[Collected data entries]

>>>

PR #709, opened 2016-10-20
Remove browser notification polyfill and inform user when unsupported

astorije:
Our polyfill is not really a polyfill in the sense that it does not bring similar functionality: it mostly makes the page title blink. I don't even know if that works properly as I haven't seen it in action even once.
I think we should be more explicit than that: if browser supports it, good, use notifications, otherwise, let user know it's not supported and don't try alternative techniques.

According to [caniuse.com](http://caniuse.com/#feat=notifications), we should test this on:

- [ ] IE 11
- [ ] Edge 13
- [ ] iOS Safari 9
- [ ] iOS Safari 10
- [ ] Opera Mini (though I don't know how well we do there)
- [ ] Android

Help welcome with testing.
The testing goal is simply to make sure the app overall works fine apart from notifications in these environments, and that it displays the warning when not supported (though on Chrome for Android for example, it pretends it's supported, even makes the permission request, but no notifications show up...).

### Result

screen shot 2016-10-20 at 00 43 46


MaxLeiter:
Im running a public version of this PR temporarily for easy testing here: http://avatar.playat.ch:3000/

astorije:
Thanks a lot, @MaxLeiter!

xPaw:
Pretty sure there needs to be a check so that notifications can't be created if the api doesn't exist

astorije:
As far as I can tell, [this is the only place](https://github.com/thelounge/lounge/pull/709/files#diff-e5178f7b74fe45f2cfe1baf9aa1ef6faR979) where a `Notification` is created. It is not executed if `options.desktopNotifications` is `false`, which is its default value and never changes when `"Notification" in window` is `false` (because the checkbox is disabled).

xPaw:
I'm thinking there could be potential problem where the option was previously enabled (old version where there was no check, or polyfill removal)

<<<

Each line, beginning at the one that contains "screen shot 2016-10-20 at 00 43 46" and continuing through the end of the records, must be written out exactly, first and last included.

* _Answer to the problem_:
screen shot 2016-10-20 at 00 43 46


MaxLeiter:
Im running a public version of this PR temporarily for easy testing here: http://avatar.playat.ch:3000/

astorije:
Thanks a lot, @MaxLeiter!

xPaw:
Pretty sure there needs to be a check so that notifications can't be created if the api doesn't exist

astorije:
As far as I can tell, [this is the only place](https://github.com/thelounge/lounge/pull/709/files#diff-e5178f7b74fe45f2cfe1baf9aa1ef6faR979) where a `Notification` is created. It is not executed if `options.desktopNotifications` is `false`, which is its default value and never changes when `"Notification" in window` is `false` (because the checkbox is disabled).

xPaw:
I'm thinking there could be potential problem where the option was previously enabled (old version where there was no check, or polyfill removal)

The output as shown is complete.